Language models cannot do basic arithmetic, and are therefore memed on very often. For all their magical abilities, it feels very surprising that smaller models outperform them in this so much.
In other models like LaMDA, we see the introduction of a “toolbox” — allowing LLMs to deploy some tasks to calculators and APIs, where they perform worse. Toolformer introduces a standardized way to do so.
Introduction and Motivation
Goal: Create a model trained to decide which APIs to call, when to call them, what arguments to pass, and how to best incorporate the results into future token prediction.
Problem: Existing approaches rely on large amounts of human annotations or limit tool use to task-specific settings only. Want a self-supervising way to learn tool adoption.
Constraint: The LM should not lose any of its generality, cleverly deciding when and how to use which tool. If the model is worse, the tools don’t make sense.
Solution: Use in-context learning to generate entire datasets from scratch using the model itself.
Development Details
Here’s how the model generates its self-annotated dataset:
Give the model a handful of human-written examples of an API usage.
Let the LM annotate a huge language dataset with potential calls.

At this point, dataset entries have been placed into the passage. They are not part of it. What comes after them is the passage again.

PR #408, opened 2025-10-09
Add embedder-tool CLI for document indexing and semantic search

### LINKED ISSUE #407: command line example using Embedders
It would be great to have a command line example using Embedders -- we don't really have a good way to investigate problems with these right now as there is nothing that uses them in the repo.

Perhaps something that:

- loads files from a directory
- tokenizes and computes embeddings
- type a sentence and compute distance, e.g. cosine distance -- print matching documents

Sort of a very simple search/RAG system that used the embeddings.

rudrankriyam:
This PR introduces a new command-line tool, `embedder-tool`, that helps to work with embedding models from the `MLXEmbedders` library. The tool can index documents, semantic search, and for model management.

### index
- Create embedding indexes from document corpora
- Supports multiple file formats (txt, md, etc.)
- Recursive directory scanning
- Batch processing with configurable batch sizes
- Progress reporting during indexing
- Handles binary detection and encoding errors 
- Outputs JSON index files with document paths and embeddings

### search
- Semantic search over indexed documents
- Cosine similarity-based ranking
- Configurable result count
- Dimension mismatch detection and reporting
- Returns ranked results with similarity scores

### **list** 
- List registered embedding model configurations
- Shows all available pre-configured models
- Optional display of local directory models
- Sorted output for easy browsing

### **demo**
- Indexes sample documentation from the repository
- Runs example queries showing semantic search

## Bug Fixes

For NomicBert Model Architecture. Let me know if this should be a separate PR.
- Fixed pooler Linear layer to use `bias: false` matching model weights
- Updated model creation to use `pooler: false` for nomic-embed-text-v1.5

### Index documents

```bash
embedder-tool index --directory docs/ --output index.json --extensions md txt --recursive
```

### Search the index
```bash
embedder-tool search --index index.json --query "How do embeddings work?" --top 5
```

### List available models
```bash
embedder-tool list
```

### Run demo
```bash
embedder-tool demo
```

Closes #407

### DIFF
--- a/Tools/embedder-tool/DemoCommand.swift
+++ b/Tools/embedder-tool/DemoCommand.swift
@@ -6,15 +6,15 @@ struct DemoCommand: AsyncParsableCommand {
         commandName: "demo",
         abstract: "Run a demo using sample repository documentation"
     )
-    
+
     @OptionGroup var memory: MemoryArguments
-    
+
     @Flag(name: .long, help: "Keep the generated demo index file instead of removing it")
     var keepIndex = false
-    
+
     @Argument(help: "Optional queries to run after indexing. Defaults to three sample queries.")
     var queries: [String] = []
-    
+
     mutating func run() async throws {
         var memory = self.memory
         memory.start()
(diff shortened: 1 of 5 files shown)


rudrankriyam:
Back to this PR; let's get it done!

Use self-supervised loss to determine which calls help the model in predicting future tokens. Between a call and no call, whichever minimizes total loss is chosen.

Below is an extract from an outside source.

PR #414, opened 2025-10-15
Add Qwen 3 VL Support (Dense)

rudrankriyam:
Added support for Qwen 3 VL. Tested the dense version of 4B and 8B instruct.

Tested on image, video and text only. Need to test for multiple images + also add thinking support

Finetune the LM itself on API calls that it considers useful.
They give a good example demonstrating how the model works":
Evaluation
On evaluation benchmark LAMA — particularly the subset where the model is tasked with completing a short statement with a missing fact, they demonstrate that Toolformer 6.7B is competitive with much larger models.
Similarly, it does better on mathematical problems.
.However, it surprisingly does not outperform GPT-3 on question-answering datasets.
The paper claims this is because of the simplicity of their search engine which yields many false positives, and the inability of Toolformer to interact with it by, for example, reformulating its query if results are not helpful.
Limitations and Future Work
I think the toolformer model could have benefited from demonstrating that making it better at tasks using tools does not make it worse at tasks where it should not use tools — a rewording email task, for example, requires no API calls, but can suffer from worse performance on a model biased to make such calls. This is crucial to prove their “generalization retained” idea.
The toolformer model still cannot use tools in a chain — using the output of one tool as an input to another. This would allow the model to perform more detailed computations.
The model also cannot interact with the tool — especially for tools like search engines, which could potential return hundreds of different results. Something like rewording and browsing would benefit the tool greatly.
The model was also found to be extremely sensitive to the prompt — this could be a factor of the model’s smaller size, or its in-context learning mechanism — any prompt variation tends to bias models.
The process is also very sample-inefficient — processing more than a million documents results only in a few thousand examples of useful calls to the calculator API.
In Summary — I like this paper a lot. It presents a relatively simple idea in a straight forward way, and incredibly, owns up to its flaws and weaknesses. While I imagine budgetary constraints to be a factor, I would have loved to see toolformer scaled up, such that it could make a direct comparison to GPT-3. I’m also not a fan of the need for prompt engineering in fine-tuning and beyond, as mentioned in the paper. However, I am extremely impressed by even a small model’s new-found capabilities, and look forward to reading more work in this domain.